More finance not always better – BIS paper

By Central Bank News

    If credit and finance helps businesses grow, it follows that a country should encourage a vibrant and large financial sector. That, at least, was the logic behind the wave of financial deregulation that swept through advanced economies in the 1990s.
    But with the repercussions of the 2008 financial crises still reverberating, economists are starting to question that belief with some concluding that finance can indeed become excessive and this has a negative effect on growth.
    The latest contribution to this debate comes from the Bank for International Settlements (BIS), with a working paper that concludes that at low levels, such as in developing economies, a large financial system can spur faster growth in productivity.
    “But there comes a point – one that many advanced economies passed long ago – where more banking and more credit are associated with lower growth,” wrote BIS chief economist Stephen Cecchetti, and BIS staff economist Enisse Kharroubi in Reassessing the impact of finance on growth.”
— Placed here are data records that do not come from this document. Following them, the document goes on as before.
PR #203, opened 2025-05-15
[Test Infra] Added test to fuse matmul with unpack tilize

skotaracTT:
### Ticket

https://github.com/orgs/tenstorrent/projects/123?pane=issue&itemId=109488923&issue=tenstorrent%7Ctt-llk%7C173
### Problem description

Adding Matmul test coverage by testing matmul with unpack_tilize. This test cannot fuse this in one llk pipeline. We must first unpack tilize the input tensors and then pack them into L1 and unpack them again to run a matmul on them. 
Needed to incorporate synchronization with `t6_semaphore`, as well as reconfiguring data formats for the next unpack, math and pack kernels in the case that we want to alter our formats when we execute the matmul in the second llk pipeline run. In packer code block, reconfiguring the data formats also sets packer strides.
- In this specific case in the first pipeline run we set the packer strides to pack in tilized format, but in the second run we don't pack in tilized format so this is set properly in the `set_packer_strides` call which is invoked in the `_llk_pack_reconfig_data_format_` function we call when we pack the second time.

I also plan to re-init for next unpack kernel but for that I need to bring in `llk_unpack_tilize_uninit` from metal into our llk library, this is in another PR; once it is merged I will add it in this test file. 
- For the time being the test runs and passes but this is a part of good calling conventions and llk programming model

### Type of change

- [ ] Documentation update

### Checklist

### DIFF
--- a/tests/python_tests/test_matmul_unpack_tilize.py
+++ b/tests/python_tests/test_matmul_unpack_tilize.py
@@ -4,24 +4,24 @@
 import pytest
 import torch
 
-from helpers.format_config import DataFormat
-from helpers.format_arg_mapping import format_dict, MathFidelity, DestAccumulation
-from helpers.param_config import (
-    clean_params,
-    generate_param_ids,
-    generate_params,
-    input_output_formats,
-)
 from helpers.device import (
     collect_results,
     run_elf_files,
     wait_for_tensix_operations_finished,
     write_stimuli_to_l1,
 )
+from helpers.format_arg_mapping import DestAccumulation, MathFidelity, format_dict
+from helpers.format_config import DataFormat
+from helpers.param_config import (
+    clean_params,
+    generate_param_ids,
+    generate_params,
+    input_output_formats,
+)
 from helpers.stimuli_generator import generate_stimuli
 from helpers.test_config import generate_make_command
-from helpers.utils import compare_pcc, run_shell_command
 from helpers.tilize_untilize import tilize
+from helpers.utils import compare_pcc, run_shell_command
 
 
 def generate_golden(operand1, operand2, data_format, math_fidelity):
--- a/tests/python_tests/test_matmul_unpack_tilize.py
+++ b/tests/python_tests/test_matmul_unpack_tilize.py
@@ -1,0 +1,133 @@
+# SPDX-FileCopyrightText: © 2025 Tenstorrent AI ULC
+# SPDX-License-Identifier: Apache-2.0
+
+import pytest
+import torch
+
+from helpers.format_config import DataFormat
+from helpers.format_arg_mapping import format_dict, MathFidelity, DestAccumulation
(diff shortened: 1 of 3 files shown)


fvranicTT (approved):

tt_llk_blackhole/llk_lib/llk_unpack_tilize.h
```diff
@@ -185,7 +185,7 @@ inline void _llk_unpack_tilize_(
 #endif
 }
 
-inline void _llk_unpack_tilize_uninit_(const std::uint32_t num_faces, const std::uint32_t face_r_dim = FACE_R_DIM, const std::uint32_t unpack_dst_format = 0)
+inline void _llk_unpack_tilize_uninit_(const std::uint32_t unpack_dst_format, const std::uint32_t num_faces = 4, const std::uint32_t face_r_dim = FACE_R_DIM)
```
fvranicTT, line 188: ?

skotaracTT: I just added this as a place holder before my PR to check if al the tests run now. The new PR I made in main to add these functions will be replaced with this once I rebase

fvranicTT: Still seeing this diff. Should it disappear, right?

tests/python_tests/test_matmul_unpack_tilize.py
```diff
@@ -0,0 +1,143 @@
...
+        res_from_L1,
+        dtype=(
+            format_dict[formats.output_format]
+            if formats.output_format in [DataFormat.Float16, DataFormat.Float16_b]
+            else torch.bfloat16
+        ),
+    )
+
+    if formats.output_format in [DataFormat.Float16_b, DataFormat.Float16]:
+        atol = 0.1
```
fvranicTT, line 131: can we make this a bit tighter?

tt_llk_blackhole/llk_lib/llk_unpack_tilize.h
skotaracTT: The difference is fine now, because this is how it is one main. I've rebased

fvranicTT: This is what we have on main:

https://github.com/tenstorrent/tt-llk/blob/1cbbc49c7bbcf9c2989bfaeadbc295c09d2fa332/tt_llk_blackhole/llk_lib/llk_unpack_tilize.h#L188C1-L189C2

```cpp
inline void _llk_unpack_tilize_uninit_(const std::uint32_t num_faces, const std::uint32_t face_r_dim = FACE_R_DIM, const std::uint32_t unpack_dst_format = 0)
```

fvranicTT: So it's not the same as in main ;)

PR #222, opened 2025-05-20
Activating Data Format Inference model with Input Output format parametrization Flexibility for same formats 

skotaracTT:
### Problem description

User should run all tests using input-output parametrization in order to utilize data format inference model. This is very useful because all input-output format combinations are supported by the data format inference model. If we hard code the combinations we might make a mistake as some hard-coded combinations with certain flags such as dest_Acc are not supported on certain architecture, and the data format inference model takes care of this in order to support all input-output combinations and increase coverage.

Fused tests that incorporate 2 or more llk pipeline runs currently don't utilize data format inference model because all the formats are the same (in order to reuse output of first call as input to second llk pipeline run ...) 
However if all formats are the same this isn't always supported by hardware for example if all formats are float16_an and dest is in float32 mode, on bh this works but fails on wh. The data format inference model accounts for this and sets the pack input format to float32.

By running on all tests with input-output format we activate the data format inference model to create combinations for each input-output combination. This increases coverage and we don't have to skip test cases that work with minor tweaking.

### What's changed

Added flag to input-output formats sweep when we want input and output format to be the same.
Run tests using this flag when input and output need to be the same so that the output is reused for fused tests.
### Type of change

- [ ] Documentation update

### DIFF
--- a/tests/python_tests/helpers/param_config.py
+++ b/tests/python_tests/helpers/param_config.py
@@ -289,7 +289,7 @@ def generate_param_ids(included_params, all_params: List[tuple]) -> List[str]:
 
 
 def input_output_formats(
-    formats: List[DataFormat], same: Optional[bool] = False
+    formats: List[DataFormat], same: bool = False
 ) -> List[InputOutputFormat]:
     """
     Generates a list of InputOutputFormat instances based on the given formats.
--- a/tests/python_tests/helpers/param_config.py
+++ b/tests/python_tests/helpers/param_config.py
@@ -288,7 +288,9 @@ def generate_param_ids(included_params, all_params: List[tuple]) -> List[str]:
     return [format_combination(comb) for comb in all_params if comb[0] is not None]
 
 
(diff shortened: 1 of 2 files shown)


tests/python_tests/helpers/param_config.py
```diff
@@ -288,7 +288,7 @@ def format_combination(comb: tuple) -> str:
     return [format_combination(comb) for comb in all_params if comb[0] is not None]
 
 
-def input_output_formats(formats: List[DataFormat]) -> List[InputOutputFormat]:
+def input_output_formats(formats: List[DataFormat], same: Optional[bool]=False) -> List[InputOutputFormat]:
```
fvranicTT, line 291:
```suggestion
def input_output_formats(formats: List[DataFormat], same: bool=False) -> List[InputOutputFormat]:
```
No point of having optional with default value :)

fvranicTT (approved):

tests/python_tests/helpers/param_config.py
skotaracTT: Completely agree! 👍😀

    The financial sector becomes a drag on growth when private credit exceeds a country’s total output or when more than 3.5 percent of workers are employed in the financial sector, the paper finds. Close to 5 percent of all workers were estimated to have been employed in the U.S. financial sector prior to the financial crises.
    The paper also finds that faster growth in finance is bad for overall growth, a finding that leads the authors to conclude that financial booms are inherently bad for a nation’s trend growth.
    The authors admit that at first, the conclusions are surprising. However, after closer scrutiny, they realize the consequences of financial booms mirror the dotcom boom of the 1990s when investors threw money at internet start-ups.
    “It is only when they crash, after the bust, that we realise the extent of the overinvestment that occurred. Too many companies were formed, with too much capital invested and too many people employed. Importantly, after the fact, we can see that many of these resources should have gone elsewhere,” the paper said.
     The theme of an excessive finance was also explored in the recent IMF paper “Too Much Finance?” which also suggested that finance starts having a negative effect on growth when credit to the private sector reaches 100 percent of GDP.
    The understanding that a financial sector can become excessive is not only important for advanced economies but also for emerging economies that are trying to develop their own financial industry and markets.
    “In their quest for optimal financialisation, the countries that are attempting further deregulation and development of financial markets would benefit from an understanding of how excess financialisation manifests itself,” said Y.V. Reddy, former governor of the Reserve Bank of India, in last month’s Per Jacobsson lecture in Basel, Switzerland.
    The experience of advanced economies may thus help developing economies avoid the negative consequences of an excessively large financial sector.
    “Research has associated higher growth with the development of the financial sector, but more recent evidence on trade-offs between growth in the real sector and the financial sector is equivocal,” Reddy said.